Extension of My Investigation
I decided that to extend my investigation further, I would take one of the categories investigated, namely the time spent of the field and using the data that I had already obtained, take a different line on the analysis of the data. I therefore took the results for the Total time spent on the field taking account of injuries and made a graph of the data. I took the time on the field at intervals of fifty minutes, and counted the number of players in each 50 minute block, e.g. 0-49, 50-99 etc. I found that the graph that resulted showed a bi-modal distribution, showing that the majority of the players that had played had either spent a very short period of time on the field (between 0 and 99 minutes) or else they had played almost every game (between 300 and 349 minutes.) This shows that the coach used a small nucleus of players who were obviously his first choice squad, only bringing in replacements when injuries occurred to his first choice team. This nucleus appears not to change during the early part of the season. This assumption was backed up when I made a cumulative frequency diagram and calculated the lower and upper quartiles and the interquartile range. The lower quartile was very low, only 65 showing that many players spent a relatively short time on the field.

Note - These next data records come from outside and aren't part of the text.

PR #160, opened 2026-04-22
feat(vercel-sandbox): support Sandbox.getOrCreate method

marc-vercel:
For the beta package, introduce a new static method:

```
Sandbox.getOrCreate()
```

What it does:

1. If the sandbox has no `name`, just create it and execute the `onCreate` hook if it exists. Otherwise:
2. If the sandbox exists, just do a `Sandbox.get()` and return it.
3. If the sandbox returns `snapshot_not_found`, it means the sandbox cannot be resumed because the snapshot was deleted/expired. Delete the sandbox and create a new one with the **same name**. Execute the `onCreate` hook if it exists.
4. If the sandbox return `not_found`, create a new sandbox. Execute the `onCreate` hook if it exists.

Important: this is done at the SDK level. We might iterate in the future and implement it at the API level, which means we will need only one requests instead of two.


AndyW22 (approved):

packages/vercel-sandbox/src/sandbox.ts
```diff
@@ -571,6 +603,103 @@ export class Sandbox {
     return sandbox;
   }
 
+  /**
+   * Retrieve an existing named sandbox, or create a new one if none exists.
+   *
+   * If `name` is omitted, this always creates a new sandbox and fires
+   * `onCreate`. If `name` is provided, it first tries {@link Sandbox.get};
```
QuiiBz, line 610: Given the name of the method, `name` should be required: doesn't quite make sense to "get" if you don't provide a name

QuiiBz (changes requested):

packages/vercel-sandbox/src/sandbox.ts
marc-vercel: Great call, fixed in [494ca1d](https://github.com/vercel/sandbox/pull/160/commits/494ca1da445fc9e7d90d793aa8da01bfb57fb2d4)!

QuiiBz (approved):

PR #163, opened 2026-04-23
feat(vercel-sandbox,sandbox): support pagination when listing sandboxes, sessions, snapshots

marc-vercel:
Introduce pagination support for the CLI/SDK, so that customers and agents can iterate over existing sandboxes, snapshots and sessions.

CLI
---

The CLI now supports two new parameters to control the pagination:

- `--limit`
- `--cursor`

Also, in the list commands that support pagination, we are also returning the `More results: ...` at the end, so that humans and agents know which commands they should run next if they want to iterate over the results.

```
> sandboxes list --limit 2
...
More results: sandbox list --limit 2 --cursor eyJvZmZzZXQiOjJ9

> sandbox sessions list my-sandbox --limit 2
...
More results: sandbox sessions list my-sandbox --limit 2 --cursor eyJvZmZzZXQiOjJ9

> sandbox snapshots list --name my-sandbox --limit 2
...
More results: sandbox snapshots list --name my-sandbox --limit 2 --cursor eyJvZmZzZXQiOjJ9
```

SDK
---

SDK introduces a small breaking change for the beta customers. When executing any of these methods:

- `await Sandbox.list()`
- `await sandbox.listSessions()`
- `await sandbox.listSnapshots()`
- `await Snapshot.list()`

We are going to return an Iterable. To match the previous behavior, you will need to convert these into an array. For example:

```
const sandboxes = await (await Sandbox.list()).toArray();
```

If you want to iterate through the results and automatically let the SDK query the pages when required:

```
const result = await Sandbox.list({ namePrefix: "ci-", limit: 20 });

# Iterate item by item.
for await (const sandbox of result) {
  console.log(sandbox.name, sandbox.status);
}

# Iterate page by page.
for await (const page of result.pages()) {
  console.log(`Got ${page.sandboxes.length} sandboxes, next=${page.pagination.next}`);
}
```

To support pagination, these previous 4 methods will support two new optional parameters:

- `limit`: page size. Maximum is 100.
- `cursor`: starting point. The first page is fetched with this cursor; from there the paginator follows pagination.next automatically.


packages/sandbox/src/util/output.ts
```diff
@@ -77,4 +77,40 @@ export function formatRunDuration(d: number): string {
     return `${d}ms`;
   }
   return `${d/1000}s`
+}
+
+type FlagValue = string | number | boolean | string[] | undefined;
+
+export function formatNextCursorHint(
```
QuiiBz: Do we actually need this complex `formatNextCursorHint` logic, instead of doing something like
```ts
`More entries: ${process.argv} --cursor ${pagination.next}`
```
? Might need some extra logic to avoid injecting `--cursor` twice if already passed in, but would avoid having to manually rebuild the command and executing many regexesz

marc-vercel: Great call 💯! This simplifies a lot the code. Fixed in https://github.com/vercel/sandbox/pull/163/changes/40c444f1014e8b6a278fb8d53fa0842fc3ec8e05) (as you said I still had to add some logic, but it is minimal compared to what we had before).

QuiiBz (approved):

The upper quartile, at 340, is approximately where it would be expected to be as the concentration of players who have spent very little time on the field is balanced out by the concentration of players that have spent large amounts of time on the field, again emphasising the bi-modal distribution of the graph. The interquartile range (the difference between the upper and lower quartiles) is again fairly large due to the extremely large concentration of players that have spent a very small time on the field. The median value is low for the same reason (200 minutes.)

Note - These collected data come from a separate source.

PR #164, opened 2026-04-23
feat(vercel-sandbox,sandbox): introduce keepLast parameters for SDK/CLI (under feature flag)

marc-vercel:
Introduce `keepLast` snapshot retention and `forceDelete` for the SDK and CLI. These changes are gated behind a feature flag until we agree that this is the correct contract.

CLI
---

`sandbox create` and the new `sandbox config keep-last` subcommand configure a retention policy that keeps only the N most recent snapshots. By default, evicted snapshots are deleted immediately; pass `--soft-evict` to let them fall back to the sandbox's default expiration instead.

```
> sandbox create --keep-last 3
> sandbox create --keep-last 3 --keep-last-for 7d
> sandbox create --keep-last 5 --keep-last-for 30d --soft-evict

> sandbox config keep-last my-sandbox 3
> sandbox config keep-last my-sandbox 3 --for 7d --soft-evict
> sandbox config keep-last my-sandbox --clear
> sandbox config list my-sandbox     # includes a new "Keep last" row
```

`sandbox snapshots delete` supports `--force` / `-f` to delete a snapshot that is currently the sandbox's ` currentSnapshotId` (server rejects the delete without it when the flag is on):

```
> sandbox snapshots delete snap_abc            # fails if the snapshot is in use
> sandbox snapshots delete snap_abc --force    # succeeds
```

SDK
---

`Sandbox.create` and `Sandbox.update` accept a new optional `snapshotKeepLast` field.

```
  snapshotKeepLast: {
    count: 3,
    expiration: 7 * 24 * 60 * 60 * 1000,   // ms, 0 = never. Falls back to snapshotExpiration when omitted.
    deleteEvicted: true,                    // default true
  },
});
```

On `Sandbox.update`, pass `null` to remove the policy:

```
await sandbox.update({ snapshotKeepLast: null });
```

`snapshot.delete` accepts `forceDelete` to bypass the server's in-use check where we fail if the latest snapshot is being used by a sandbox (and is the last snapshot):

```
await snapshot.delete({ forceDelete: true });
```


packages/vercel-sandbox/src/sandbox.ts
```diff
@@ -394,6 +414,16 @@ export class Sandbox {
     return this.sandbox.snapshotExpiration;
   }
 
+  /**
+   * The snapshot retention policy (`keep-last-snapshots`) currently configured
+   * on this sandbox, if any.
+   */
+  public get keepLastSnapshots():
+    | { count: number; expiration?: number; deleteEvicted: boolean }
```
QuiiBz, line 422: We could use `SandboxMetaData['keepLastSnapshots']` here and everywhere else where we duplicate the types definition, but I think we should instead extract into its own type (basically everything line 119-134) so we keep the TSDoc everywhere

QuiiBz (approved):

I then decided to look at the mean and standard deviation of the data. The mean is higher than the median as it is not so affected by the early concentration of values and it gives a better reflection of the total time spent on the field. It is still affected by the weighting of numbers at both ends of the spectrum, and in this sense it does give a fair reflection of the average time spent on the field. The standard deviation in this case shows me the large deviation in the values for time spent on the field, and gives the impression of a bi-modal distribution.